AEI scientist honoured
Dr. Patrick Kwee receives the “Wissenschaftspreis des Freundeskreises” from Leibniz Universität Hannover
For his outstanding dissertation focussing on laser stabilization, Patrick Kwee was presented yesterday with the “Wissenschaftspreis Hannover” science award, which carries a value of 4000 euros. This is the most important prize bestowed by Leibniz Universität Hannover. With this award, the university’s Friends Association honours an excellent junior scientist every two years.
“In his dissertation, Patrick Kwee has achieved a number of things that go far beyond what is even remotely expected from a doctoral student. His work has attracted great attention in the international community,” says Kwee’s doctorate supervisor Prof. Karsten Danzmann, Director at the Max Planck Institute for Gravitational Physics (Albert Einstein Institute, AEI) Hannover and head of the Institute for Gravitational Physics Leibniz Universität Hannover, in his laudation.
Patrick Kwee works at the AEI in the Working Group headed by Dr. Benno Willke, where he received his doctorate with honours (summa cum laude) in January. The high-power lasers developed in this Working Group together with the Laser Zentrum Hannover are being used in gravitational wave detectors the world over. For the search for gravitational waves, the scientists are dependent upon extremely sensitive measuring instruments. Even the slightest noise by the laser system disturbs the measurements.
The topic of Kwee’s dissertation is: “Laser Characterization and Stabilization for Precision Interferometry”. For his thesis, the highly motivated researcher conceived numerous innovative technologies to improve the quality of the high-power lasers. Among other things, he developed a sensitive sensor that is based on particularly low-noise electronics. Once installed in the laser system, this sensor ensures, through acoustic feedback, that the laser output is stabilized in a self-regulating manner. The young physicist thereby achieved through his efforts twice the sensitivity than in former experiments. By so doing, he holds the world-record in classic laser light stabilization. This new sensor is also considered to be a decisive component for the stabilization of the laser system that will soon be installed in the Advanced LIGO gravitational wave detector in the USA.

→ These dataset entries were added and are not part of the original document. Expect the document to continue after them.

PR #56, opened 2016-12-17
Tickets/DM-8645: Implement new matcherSourceSelector object for use in matchOptimisticB code

morriscb:
Implemented new matcherSourceSelctor for use in meas_astrom with matchOptimisticB.

### DIFF
--- a/python/lsst/meas/algorithms/matcherSourceSelector.py
+++ b/python/lsst/meas/algorithms/matcherSourceSelector.py
@@ -1,0 +1,170 @@
+#
+# LSST Data Management System
+# Copyright 2008-2015 AURA/LSST.
+#
+# This product includes software developed by the
+# LSST Project (http://www.lsst.org/).
+#
+# This program is free software: you can redistribute it and/or modify
+# it under the terms of the GNU General Public License as published by
+# the Free Software Foundation, either version 3 of the License, or
+# (at your option) any later version.
+#
+# This program is distributed in the hope that it will be useful,
+# but WITHOUT ANY WARRANTY; without even the implied warranty of
+# MERCHANTABILITY or FITNESS FOR A PARTICULAR PURPOSE.  See the
+# GNU General Public License for more details.
+#
+# You should have received a copy of the LSST License Statement and
+# the GNU General Public License along with this program.  If not,
+# see <https://www.lsstcorp.org/LegalNotices/>.
+#
+from __future__ import absolute_import, division, print_function
+
+import numpy as np
+
+from lsst.afw import table
+import lsst.pex.config as pexConfig
+from .sourceSelector import BaseSourceSelectorConfig, BaseSourceSelectorTask, sourceSelectorRegistry
+from lsst.pipe.base import Struct
+from functools import reduce
+
+
+class MatcherSourceSelectorConfig(BaseSourceSelectorConfig):
+    sourceFluxType = pexConfig.Field(
+        doc="Type of source flux; typically one of Ap or Psf",
+        dtype=str,
+        default="Ap",
+    )
+    minSnr = pexConfig.Field(
+        dtype=float,
+        doc="Minimum allowed signal-to-noise ratio for sources used for matching "
+        "(in the flux specified by sourceFluxType); <= 0 for no limit",
+        default=40,
+    )
+
+
+class MatcherSourceSelectorTask(BaseSourceSelectorTask):
+    """
+    !Select sources that are useful for matching.
+
+    Good matching sources have high signal/noise, are non-blended. They need not
+    be PSF sources, just have reliable centroids.
+    """
+    ConfigClass = MatcherSourceSelectorConfig
+
+    def __init__(self, *args, **kwargs):
+        BaseSourceSelectorTask.__init__(self, *args, **kwargs)
+
+    def selectSources(self, sourceCat, matches=None):
+        """
+        !Return a catalog of sources: a subset of sourceCat.
+
+        If sourceCat is cotiguous in memory, will use vectorized tests for ~100x
+        execution speed advantage over non-contiguous catalogs. This would be
+        even faster if we didn't have to check footprints for multiple peaks.
+
+        @param[in] sourceCat  catalog of sources that may be sources
+                                (an lsst.afw.table.SourceCatalog)
+
+        @return a pipeBase.Struct containing:
+        - sourceCat  a catalog of sources
+        """
+        self._getSchemaKeys(sourceCat.schema)
+
+        if sourceCat.isContiguous():
+            good = self._isUsable_vector(sourceCat)
+            result = sourceCat[good]
+        else:
+            result = table.SourceCatalog(sourceCat.table)
+            for i, source in enumerate(sourceCat):
+                if self._isUsable(source):
+                    result.append(source)
+        return Struct(sourceCat=result)
+
+    def _getSchemaKeys(self, schema):
+        """Extract and save the necessary keys from schema with asKey."""
+        self.parentKey = schema["parent"].asKey()
+        self.nChildKey = schema["deblend_nChild"].asKey()
+        self.centroidXKey = schema["slot_Centroid_x"].asKey()
+        self.centroidYKey = schema["slot_Centroid_y"].asKey()
+        self.centroidFlagKey = schema["slot_Centroid_flag"].asKey()
+
+        fluxPrefix = "slot_%sFlux_" % (self.config.sourceFluxType,)
+        self.fluxField = fluxPrefix + "flux"
+        self.fluxKey = schema[fluxPrefix + "flux"].asKey()
+        self.fluxFlagKey = schema[fluxPrefix + "flag"].asKey()
+        self.fluxSigmaKey = schema[fluxPrefix + "fluxSigma"].asKey()
+
+    def _isMultiple_vector(self, sourceCat):
+        """Return True for each source that is likely multiple sources."""
+        test = (sourceCat.get(self.parentKey) != 0) | (sourceCat.get(self.nChildKey) != 0)
+        # have to currently manage footprints on a source-by-source basis.
+        for i, cat in enumerate(sourceCat):
+            footprint = cat.getFootprint()
+            test[i] |= (footprint is not None) and (len(footprint.getPeaks()) > 1)
+        return test
+
+    def _isMultiple(self, source):
+        """Return True if source is likely multiple sources."""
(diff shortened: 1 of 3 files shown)


parejkoj:
Where's the unittest? It doesn't appear to have come along with these changes.

python/lsst/meas/algorithms/matcherSourceSelector.py
```diff
@@ -0,0 +1,171 @@
...
+        "(in the flux specified by sourceFluxType); <= 0 for no limit",
+        default=40,
+    )
+
+
+class MatcherSourceSelectorTask(BaseSourceSelectorTask):
+    """
+    !Select sources that are useful for astrometry.
+
+    Good astrometry sources have high signal/noise, are non-blended, and
```
parejkoj: You need to change this docstring, since it's still verbatim the one from astrometrySourceSelector. Might be worth being more explicit about the differences between this and astrometrySS (in both of their docstrings). Also please take out all the preceding `!` and reformat things as numpydoc, instead of doxygen.

python/lsst/meas/algorithms/matcherSourceSelector.py
```diff
@@ -0,0 +1,171 @@
...
+    be PSF sources, just have reliable centroids.
+    """
+    ConfigClass = MatcherSourceSelectorConfig
+
+    def __init__(self, *args, **kwargs):
+        BaseSourceSelectorTask.__init__(self, *args, **kwargs)
+
+    def selectSources(self, sourceCat, matches=None):
+        """
+        !Return a catalog of sources: a subset of sourceCat.
```
parejkoj: Please reformat this as numpydoc.

python/lsst/meas/algorithms/matcherSourceSelector.py
```diff
@@ -0,0 +1,171 @@
...
+        @param[in] sourceCat  catalog of sources that may be sources
+                                (an lsst.afw.table.SourceCatalog)
+
+        @return a pipeBase.Struct containing:
+        - sourceCat  a catalog of sources
+        """
+        self._getSchemaKeys(sourceCat.schema)
+
+        if sourceCat.isContiguous():
+            good = self._isUsable_vector(sourceCat)
```
parejkoj: I think you still want to remove things with the "bad" flag here. Do you really want cosmics, interpolated pixels and stuff on the edge of a chip?

python/lsst/meas/algorithms/matcherSourceSelector.py
morriscb: This was was as is and is straight from the astrometrySourceSelector. Not sure how to make it a numpydoc and if we would need to change the base class as well.

python/lsst/meas/algorithms/matcherSourceSelector.py
morriscb: I do want interpolated pixels and edge of chip things. Which specific bad flag tests for cosmics? I can add that if we want. I'm mostly just following the tests verbatim from the old SourceInfo class in matchOptimisticB.py which does not test for those things.

python/lsst/meas/algorithms/matcherSourceSelector.py
morriscb: As stated in the other comment I'm not aware of the new docstring standard. This is copied verbatim from astrometrySourceSelector. I can re-do it if absolutely necessary. I have already edited the doc strings and will push the changes shortly.

morriscb:
Added unittest for matcherSourceSelector to the ticket after it was erroneously not added. Have not yet modified the doc strings as these are the same as currently implemented in the base source selector and astrometrySourceSelector. Perhaps we should open a new ticket to modify all of these?

Also I have not yet added in isBad flags as none of these flags were used in the original SourceInfo for matchOptimisticB which matcherSourceSelector is based on. Can add these in if completely necessary.

python/lsst/meas/algorithms/matcherSourceSelector.py
parejkoj: Ok, I guess we'll hold off on reformatting as numpydoc (I did astrometrySS before that RFC had been fully settled). New python code is allowed (an I believe recommended) to use numpydoc instead of doxygen.

python/lsst/meas/algorithms/matcherSourceSelector.py
parejkoj: The base class I think already defines all the ones you want in the `badFlags` config parameter. Cosmics are crCenter, I think.

I really do think you should consider what the "correct" source selection criteria are, instead of just reproducing SourceInfo: there's really no guarantee it was fully thought out.

tests/testMatcherSourceSelector.py
```diff
@@ -0,0 +1,147 @@
...
+
+    def setUp(self):
+        schema = lsst.meas.base.tests.TestDataset.makeMinimalSchema()
+        schema.addField("slot_ApFlux_flux", type=float)
+        schema.addField("slot_ApFlux_fluxSigma", type=float)
+        for flag in badFlags:
+            schema.addField(flag, type="Flag")
+
+        self.src = afwTable.SourceCatalog(schema)
+        self.sourceSelector = sourceSelector.sourceSelectorRegistry['matcher']()
```
parejkoj: I think here you can just construct the matcherSourceSelector directly (unless I'm missing something). On the other hand, this does test that you correctly put it in the registry, so...

tests/testMatcherSourceSelector.py
```diff
@@ -0,0 +1,147 @@
...
+        for i in range(5):
+            add_good_source(self.src, i)
+        result = self.sourceSelector.selectSources(self.src)
+        # TODO: assertEqual doesn't work correctly on source catalogs.
+        # self.assertEqual(result.sourceCat, self.src)
+        for x in self.src['id']:
+            self.assertIn(x, result.sourceCat['id'])
+
+    def testSelectSources_bad(self):
+        for i, flag in enumerate(badFlags):
```
parejkoj: Doesn't matcherSourceSelector ignore badFlags? So how does this test pass?

python/lsst/meas/algorithms/matcherSourceSelector.py
morriscb: Isn't this more of a new ticket then? As in implementing the source selector framework first and then testing a new selection criteria later? Wouldn't that make it easier to track the changes to the code? Or am I over thinking this?

tests/testMatcherSourceSelector.py
morriscb: Some of the badFlags are redundant with tests preformed in the isGood test. This is true of the astrometrySelector as well. This is why the is badFlag test still passes.

tests/testMatcherSourceSelector.py
morriscb: I think we can leave it as is if that a necessary test, that is checking to see that it is properly registered. Again, if we change this we will should also modify the tests for astrometrySourceSelector as it is doing a similar thing.

tests/testMatcherSourceSelector.py
```diff
@@ -0,0 +1,147 @@
...
+import unittest
+import numpy as np
+
+import lsst.afw.table as afwTable
+from lsst.meas.algorithms import sourceSelector
+import lsst.meas.base.tests
+import lsst.utils.tests
+
+
+badFlags = [
```
morriscb: Hey here's the current text I've written. Let me know if this is what you want and I'll commit it.

"
# badFlags are flags that, if the bad flag is set the objecct should be
# imediately thrown out. This is as opposed to combinations of flags
# signifying good or bad data. Such flags should then be a part of the
# isGood test
"

python/lsst/meas/algorithms/matcherSourceSelector.py
parejkoj: That's a fair point. File the ticket(s) about figuring out what "correct" source selection for matcherSS would mean, and link them from 8645.

tests/testMatcherSourceSelector.py
parejkoj: Such bold, much wow...

That's probably fine? Though those bad flags aren't used by matcherSS right now, right?

tests/testMatcherSourceSelector.py
parejkoj: All fair points.

tests/testMatcherSourceSelector.py
parejkoj: Its not redundancy that I'm worried about: if the flag is set and the test expects a failure, how can this test pass?

morriscb: Because it will still fail isGood which it is awesome testing.

tests/testMatcherSourceSelector.py
morriscb: That is correct. Again, this is so that it is identical to the SourceInfo test.

python/lsst/meas/algorithms/matcherSourceSelector.py
morriscb: Okay, will do.

tests/testMatcherSourceSelector.py
parejkoj: Since we talked about it: you can delete the _bad test, since you're not using bad flags at all. The two slot flags are really part of testing the negation of isGood (I realized now that testAstrometrySS does this in an unfortunate way). Once you figure out whether matcherSS needs bad flags, you can add a test back in.

python/lsst/meas/algorithms/matcherSourceSelector.py
morriscb: This issue has been filed as a ticket here: https://jira.lsstcorp.org/browse/DM-8987

tests/testMatcherSourceSelector.py
morriscb: I forget what we decided, was I going to put this test in to matcherSourceSelector or into BaseSourceSelector?

tests/testMatcherSourceSelector.py
morriscb: Also I believe we wanted to remove this test. Is this the case?

tests/testMatcherSourceSelector.py
parejkoj: This block is being removed from testMatcherSS, and there is no "testBaseSS" (can't be: its abstract). So, the above text could go into testAstrometrySS.

tests/testMatcherSourceSelector.py
parejkoj: Yes: see my comment just above.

What's more, the junior scientist has thus entered unchartered territory. “We long believed that the output stability of lasers was limited through the quantum mechanical photon shot noise of the detected laser light,” says Kwee. Thanks to his newly developed procedure, the disruptive noise component can be split off. “By so doing, we can attain a new lower boundary for the output stability, which is almost 10-times lower that with standard actively stabilized lasers,” says Kwee.